Microsoft Brings Fireworks AI to Foundry to Accelerate Open Model Deployment

News

Milan Stanojevic

Windows Toubleshooting Expert

News

3 min. read

Published on March 12, 2026

Organizations are increasingly adopting open AI models to gain greater control over performance, costs, customization, and compliance. However, fragmented tools and complex infrastructure still make it difficult for many teams to deploy and scale these models.

Microsoft aims to simplify this with its Foundry platform.
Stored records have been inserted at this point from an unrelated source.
PR #1939, opened 2025-04-10
ID-47: Allow donor to view post-donation registration form

bdsl:
The plan is they will click a link in the donation thanks email (link generation not yet implemented) to a URI that includes the six digit secret token and their identity UUID, e.g.
/register?c=019816&u=1f0161fa-63ea-6fa8-888d-b1edd20e1c85

Donate then queries the identity backend for the details of the person, and displays in the registration form as implemented in this commit.

The next step is to create a route in identity to allow registration to be done using those details plus the newly chosen password, and implement calling that route here.

image

### DIFF
--- a/src/app/register/register.component.html
+++ b/src/app/register/register.component.html
@@ -15,7 +15,7 @@
       @if (redirectPath.startsWith('/regular-giving')) {
         <p>Please register for a a Big Give donation account to set up your regular giving agreement.</p>
         <p>You will be able to log-in any time to see your donations or cancel the agreement.</p>
-      } @else {
+      } @else if (! this.emailVerificationToken){
       <p>
         Registering for a Donor Account is quick and easy.
       </p>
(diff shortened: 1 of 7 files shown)


src/app/register/register.component.html
```diff
@@ -42,6 +42,70 @@
...
         </app-verify-email>
 
+      } @else if (this.emailVerificationToken?.valid) {
+        <p>
+          For a smoother giving experience create a Big Give account. Your information will be saved securely, making
+          future donations quicker and easier.
+        </p>
+
+        <p>
+          <strong>Your payment card</strong> will be saved for reuse, if you selected "
```
NoelLH, line 52: Seems like this opening quote would show more normally and look better on the next line. Not sure if that's also an issue in the dialogs or if something about the Angular Material styling makes it work better there.

NoelLH (approved):
LGTM, no blockers

PR #1940, opened 2025-04-11
ID-47: Allow setting password for new account after donating and reci…

bdsl:
…eving email

Adding the link to the registration page to the email is still to be implemented in matchbot and mailer

### DIFF
--- a/src/app/identity.service.ts
+++ b/src/app/identity.service.ts
@@ -269,6 +269,7 @@ export class IdentityService {
    * message.
    */
   async setFirstPasswordWithToken(password: string, {person_uuid, secretNumber}: EmailVerificationToken): Promise<Object> {
+    // @todo add an Identity route with UUID included & then switch Donate's used route over
     const uri = `${environment.identityApiPrefix}/people/setFirstPassword`;
 
     return firstValueFrom(this.http.post(
--- a/src/app/identity.service.ts
+++ b/src/app/identity.service.ts
@@ -262,7 +262,25 @@ export class IdentityService {
 
     return firstValueFrom(this.http.get(uri).pipe(map(((response: any) => response.token))));
   }
+
+  /**
+   * After a non-logged in donor donates they have an account but there is no password set on it. This method
+   * allows setting a password using the secret number that we emailed to them in their donation confirmation
+   * message.
+   */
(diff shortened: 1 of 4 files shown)


src/app/register/register.component.ts
```diff
@@ -247,8 +242,42 @@ export class RegisterComponent implements OnInit, OnDestroy, AfterViewInit {
...
+    this.processing = true;
+    this.registerPostDonationForm.markAllAsTouched();
+    const password = this.registerPostDonationForm.value.password
+
+    const passwordErrors = this.registerPostDonationForm.controls.password.errors;
+    if (passwordErrors?.required) {
+      this.error = "Password is required"
+      this.processing = false
+      return;
+    }
```
bdsl, line 255: really we should be checking for other possible errors as well here, e.g. the new password being too short. But if we don't check it it's not that bad, identity server checks it the donor sees a readable error message.

I feel like there must be a much better way to handle form errors, it should be too hard to iterate through all errors on a form or form control and make a human readable message.  But that seems like something that should be in a library for Angular rather than custom code. I could find lots of blogs and tutorials about showing angular form errors but not so far a library function we can just pull from NPM.

src/app/identity.service.ts
```diff
@@ -262,7 +262,25 @@ export class IdentityService {
...
     return firstValueFrom(this.http.get(uri).pipe(map(((response: any) => response.token))));
   }
+
+  /**
+   * After a non-logged in donor donates they have an account but there is no password set on it. This method
+   * allows setting a password using the secret number that we emailed to them in their donation confirmation
+   * message.
+   */
+  async setFirstPasswordWithToken(password: string, {person_uuid, secretNumber}: EmailVerificationToken): Promise<Object> {
+    const uri = `${environment.identityApiPrefix}/people/setFirstPassword`;
```
NoelLH, line 272: `${environment.identityApiPrefix}/people/:uuid/setFirstPassword` is a bit more consistent with our approach elsewhere, but not a blocker. (Should have mentioned on ID PR sorry)

NoelLH, line 272:
```suggestion
    // @todo add an Identity route with UUID included & then switch Donate's used route over
    const uri = `${environment.identityApiPrefix}/people/setFirstPassword`;
```

NoelLH (approved):

PR #1942, opened 2025-04-14
Id 47 register send code

bdsl:


src/app/verify-email/verify-email.component.ts
```diff
@@ -23,6 +23,10 @@ export class VerifyEmailComponent {
 
   @Input({required: true}) emailAddress!: string;
 
+  // @todo id-47 - work out why this doesn't seem to be updating when value in parent `register` component is updated
+  // in case where wrong verification code is entered.
```
NoelLH, line 27: If this isn't working on first pass, would it be worth trying Signals as a possibly easier alternative?

PR #1943, opened 2025-04-14
ID-47: Require email address verification for new accounts everywhere…

bdsl:
… but prod

Needs to wait to merge until after

https://github.com/thebiggive/donate-frontend/pull/1942 , https://github.com/thebiggive/identity/pull/202 , and https://github.com/thebiggive/matchbot/pull/1304
otherwise it will be impossible to create new accounts.


NoelLH (approved):

bdsl:
Actually I realised this doesn't need to wait on https://github.com/thebiggive/matchbot/pull/1304 , they're about two slightly separate things - this is about sign up before donating, 1304 is about signup after donating. They can be turned on separately.

PR #1953, opened 2025-04-17
ID-47: Remove feature flags and code for old password setting system

bdsl:
note PR target is `trunk` not `develop`, i.e. this is for deployment after GMF.


src/app/register/register.component.ts
```diff
@@ -273,7 +273,7 @@ export class RegisterComponent implements OnInit, OnDestroy, AfterViewInit {
   }
 
   get readyToTakeAccountDetails(): boolean {
-    return !!this.verificationCodeSupplied || this.emailVerificationToken?.valid || ! flags.requireEmailVerification
+    return !!this.verificationCodeSupplied || !!this.emailVerificationToken?.valid
```
NoelLH, line 276: Curious whether there's a particular reason this needs the extra `!!` now? Seems like `this.emailVerificationToken` is typed strictly enough for it to be safe without, but I guess there's value for quick reading in making it similar to the left hand side?

NoelLH (approved):
LGTM. Always nice to see an avoidable modal go!

src/app/register/register.component.ts
bdsl: Without the extra `!!` there's a type error `Type boolean | undefined is not assignable to type boolean`

Previously it wasn't needed since on the left of a `||` undefined acts as false.

PR #1959, opened 2025-04-23
Tweak callout logs

NoelLH:
Give them their own group, to separate from `donate_error`s easily, and a less misleading identifier intro

### DIFF
--- a/src/app/logCalloutError.ts
+++ b/src/app/logCalloutError.ts
@@ -3,20 +3,20 @@ import {MatomoTracker} from 'ngx-matomo-client';
 export const logCalloutError = (
   isBrowser: boolean,
   context: string,
-  calloutUrl?: string,
+  calloutIdentifier?: string,
   matomoTracker?: MatomoTracker,
 ) => {
   if (!isBrowser) {
-    console.error('Server-side error in: ' + context + '. Callout URL: ' + calloutUrl);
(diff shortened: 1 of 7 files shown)


src/app/logCalloutError.ts
```diff
@@ -3,20 +3,20 @@ import {MatomoTracker} from 'ngx-matomo-client';
...
+    console.error('Server-side error in: ' + context + '. Callout identifier: ' + calloutIdentifier);
     return;
   }
 
-  console.error('Client-side error in: ' + context + '. Callout URL: ' + calloutUrl);
+  console.error('Client-side error in: ' + context + '. Callout identifier: ' + calloutIdentifier);
   if (matomoTracker) {
     matomoTracker.trackEvent(
-      'donate_error',
+      'campaign_error',
```
bdsl, line 17: not a blocker since it's no worse than what was there before, but I don't see how the `logCalloutError` function can know that this is a campaign related error. I think it's only the callers to this function that know if they're dealing with a campaign (which I can see they all are) so this probably should be passed in as an argument, or the function should be renamed to something like `logCampaignCalloutError`.

image

bdsl (approved):

src/app/logCalloutError.ts
NoelLH: Yep makes sense, renamed the fn in 83d0c2baf4f0c1fb2bffc9cdb171ce5e514125f6

PR #1963, opened 2025-04-27
Forms refactor

bdsl:


NoelLH (approved):
Nice. If I'm understanding it right, `formGroup` would be useful to keep in for bigger forms where we might want to validate a whole group in one go, but not particularly here.

bdsl:
@NoelLH 

> Nice. If I'm understanding it right, `formGroup` would be useful to keep in for bigger forms where we might want to validate a whole group in one go, but not particularly here.

Yes I think that's right, although in our big form I'm not sure we've actually used the formgroups as anything more than simple containers for controls (I don't know if you saw in the commits of this PR I started doing the same refactor on that, but reverted as fixing the type errors in the typescript was too much work for now)

PR #89, opened 2019-02-28
Use pkg_tar bazel rules instead of genrules.

BenBirt:


BenBirt:
I've spent a bit of time on this and have no idea what is going on here. The tar files have the same contents, same names, etc.

The only substantive difference I can find:
bens-mbp:dataform benbirt$ tar -tf bazel-bin/crossdb/package_tar.tgz
./
./package/
./package/index.d.ts
./package/index.js
./package/package.json
bens-mbp:dataform benbirt$ tar -tf bazel-genfiles/crossdb/package.tgz
package/
package/index.js
package/package.json
package/index.d.ts

(i.e. the genrule version somehow doesn't have ./ prefixed on the contents, but that shouldn't make any difference, indeed if I untar them:)

bens-mbp:Desktop benbirt$ ls -la package 
total 24
dr-xr-xr-x  5 benbirt  staff   160  1 Jan  1970 .
drwx------+ 8 benbirt  staff   256  1 Mar 10:01 ..
-r-xr-xr-x  1 benbirt  staff   117  1 Jan  1970 index.d.ts
-r-xr-xr-x  1 benbirt  staff  1866  1 Jan  1970 index.js
-r-xr-xr-x  1 benbirt  staff   281  1 Jan  1970 package.json
bens-mbp:Desktop benbirt$ ls -la "package 2"
total 24
drwxr-xr-x  5 benbirt  staff   160  1 Mar 10:00 .
drwx------+ 8 benbirt  staff   256  1 Mar 10:01 ..
-r-xr-xr-x  1 benbirt  staff   117  1 Mar 09:24 index.d.ts
-r-xr-xr-x  1 benbirt  staff  1866  1 Mar 09:24 index.js
-r-xr-xr-x  1 benbirt  staff   281  1 Mar 09:24 package.json

(i.e. the only difference is that the pkg_tar rule sets the correct mtime.)

In the interest of getting things working I'll send you a separate PR just to fix the genrule command.

Issue #90, opened 2019-02-28
Validate contents of profile json files


lewish:
When we read connection profiles from json files we don't do any validation on them, we just run JSON.parse and cast it to the proto type. This can lead to confusing and hard to debug issues.

We should validate the profile when we read it, checking that one of the supported warehouse types is set, and that for that warehouse, the minimum set of fields are provided.

---
Moved from dataform-co/dataform-co#170
/cc @lewish

PR #100, opened 2019-03-06
#90: Validate contents of profile json files

ShevtsovY:


cli/utils.ts
```diff
@@ -0,0 +1,40 @@
...
+import * as protos from "@dataform/protos";
+
+export enum WarehouseTypes {
+  BIGQUERY = "bigquery",
+  REDSHIFT = "redshift",
+  SNOWFLAKE = "snowflake"
+}
+
+export function readProfile(profilePath: string): protos.IProfile {
+  return fs.existsSync(profilePath) ? JSON.parse(fs.readFileSync(profilePath, "utf8")) : null;
```
lewish: Think it would be good to split out the missing file error here.

cli/utils.ts
```diff
@@ -0,0 +1,40 @@
...
+}
+
+export function validateProfile(profile: protos.IProfile): void {
+  // profile shouldn't be empty
+  if (!profile || !Object.keys(profile).length) {
+    throw new Error("Missing profile JSON file or file is empty.");
```
lewish: Then here we can just say - Profile file is empty.

lewish: (And in both these errors, let's say what the file path we are trying to read is)

cli/utils.ts
```diff
@@ -0,0 +1,40 @@
+import * as fs from "fs";
+import * as protos from "@dataform/protos";
+
+export enum WarehouseTypes {
```
lewish: Can we put this somewhere else, as we are probably going to use it elsewhere? I imagine in core/adapters/index.js is probably a good place to put it

cli/utils.ts
```diff
@@ -0,0 +1,40 @@
...
+
+  // warehouse check
+  const warehouses = Object.keys(WarehouseTypes).map(key => WarehouseTypes[key]);
+  if (!Object.keys(profile).every(key => warehouses.indexOf(key) !== -1)) {
+    const predefinedW = warehouses.map(item => `"${item}"`).join(" | ");
+    throw new Error(`Unsupported warehouse detected. Should only use predefined warehouses: ${predefinedW}`);
+  }
+
+  // props check
+  const err = protos.Profile.verify(profile);
```
lewish: Nice! Didn't know verify existed, this is quite useful.

protos/profiles.proto
```diff
@@ -20,24 +20,24 @@ message Profile {
 }
 
 message JDBC {
-  string host = 2;
-  int64 port = 3;
-  string user = 4;
-  string password = 5;
-  string database = 6;
+  required string host = 2;
```
lewish: As we are using proto3 syntax, I don't think this is valid. On the typescript side, Protobuf.js compiler doesn't care I imagine, but for other languages using the proper proto compiler I suspect this will fail.

You can check by running:
```
bazel build //protos:java
```
The above should fail.

cli/utils.ts
```diff
@@ -0,0 +1,40 @@
+import * as fs from "fs";
```
lewish: These utils should probably go in the API, as we will use them from places where we only depend on the API and not the CLI.
Similarly above - the actual verification of the profiles should happen in the API package, not just the CLI.

ShevtsovY: but in the API package we have already a profile instance, so the validation has already been passed.
or do you mean that we need to pass  only the path in the API package, and then read the file and perform the verification inside the API package?

lewish: we can still pass in a profile instance rather than a filename - but it being correct depends on us being good Typescript developers! As a JS developer, I could of course just pass in any object I wanted, or just cast any old object in Typescript even.

api/utils.ts
```diff
@@ -0,0 +1,47 @@
...
+}
+
+export function validateProfile(profile: protos.IProfile): void {
+  // profile shouldn't be empty
+  if (!profile || !Object.keys(profile).length) {
+    throw new Error("Profile JSON file is empty.");
+  }
+
+  // warehouse check
+  const supurtedWarehouses = Object.keys(WarehouseTypes).map(key => WarehouseTypes[key]);
```
lewish: supurted > supported

api/utils.ts
```diff
@@ -0,0 +1,47 @@
...
+  const warehouse = warehouses[0];
+  const props = Object.keys(profile[warehouse]);
+  const missingProps = requiredWarehouseProps[warehouse].filter(key => props.indexOf(key) === -1);
+
+  if (missingProps.length > 0) {
+    throw new Error(`Missing required properties: ${missingProps.join(", ")}`);
+  }
+}
+
+export function getProfile(profilePath: string): protos.IProfile {
```
lewish: nit: `getProfile` is a strange function name, I think this should probably called `readProfile`, and you can just merge this with the existing `readProfile` function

The company has now announced the public preview integration of Fireworks AI with Microsoft Foundry, bringing high-performance open-model inference capabilities directly into Azure.

Microsoft Foundry aims to unify the AI development lifecycle

Microsoft Foundry is designed as a centralized control plane for enterprise AI workloads. The platform combines model management, deployment, evaluation, agent development, and governance features in a single environment.

The goal is to help organizations move from experimentation to production faster while maintaining consistent infrastructure and operational oversight. Foundry also includes enterprise-grade capabilities such as governance controls, observability tools, and security features to support compliance at scale.

Fireworks AI integration brings high-throughput inference

The new integration adds Fireworks AI’s inference infrastructure to the Foundry ecosystem. Fireworks AI specializes in optimized serving stacks designed to run large AI models efficiently.

According to Microsoft, Fireworks AI already processes more than 13 trillion tokens each day and handles roughly 180,000 requests per second. Its infrastructure can generate more than 1,000 tokens per second on large models, making it suitable for demanding enterprise workloads.

Through Microsoft Foundry, developers can access Fireworks AI capabilities directly from Azure endpoints. This allows organizations to evaluate and deploy models without building their own custom serving infrastructure.

Developers can access several major open models

The integration gives developers access to a growing catalog of open models through the Foundry platform. Supported models currently include:

DeepSeek V3.2
OpenAI gpt-oss-120b
Kimi K2.5
MiniMax M2.5

These models can be evaluated and deployed within the same environment used for enterprise management and governance.

The system also supports bring-your-own-weights (BYOW), allowing teams to deploy custom or fine-tuned models alongside the hosted catalog.

Flexible deployment options for experimentation and production

Developers using Fireworks AI within Foundry can choose between different deployment models depending on workload requirements.

For early testing and experimentation, serverless pay-per-token inference allows teams to run models without reserving dedicated infrastructure. This approach helps developers quickly evaluate different models and performance configurations.

For production workloads, Microsoft offers provisioned throughput units (PTUs). These provide predictable performance levels and consistent capacity for applications that require stable response times and throughput.

Part of Microsoft’s broader open AI strategy

The Fireworks AI integration reflects Microsoft’s broader strategy to support the full lifecycle of open AI models within Azure. Instead of forcing organizations to manage multiple tools and infrastructure layers, the company is positioning Foundry as a single platform for evaluating, deploying, and operating AI systems.

By combining high-performance inference with enterprise governance and development tools, Microsoft hopes to make it easier for organizations to build scalable AI applications using open models.

The company says the approach reduces operational complexity while giving developers flexibility to experiment with different models and deployment strategies.

AI ecosystem competition continues to accelerate

The Foundry update comes amid rapid developments across the AI ecosystem.

Microsoft recently announced Wave 3 of Microsoft 365 Copilot, introducing new agentic AI capabilities designed to automate tasks across enterprise workflows.

Meanwhile, Google has expanded Gemini AI features across its Workspace productivity tools, and OpenAI has launched a program offering six months of free ChatGPT Pro access to open-source developers who build using its Codex platform.

As enterprises continue exploring open models and AI infrastructure platforms, competition between major technology companies is expected to intensify.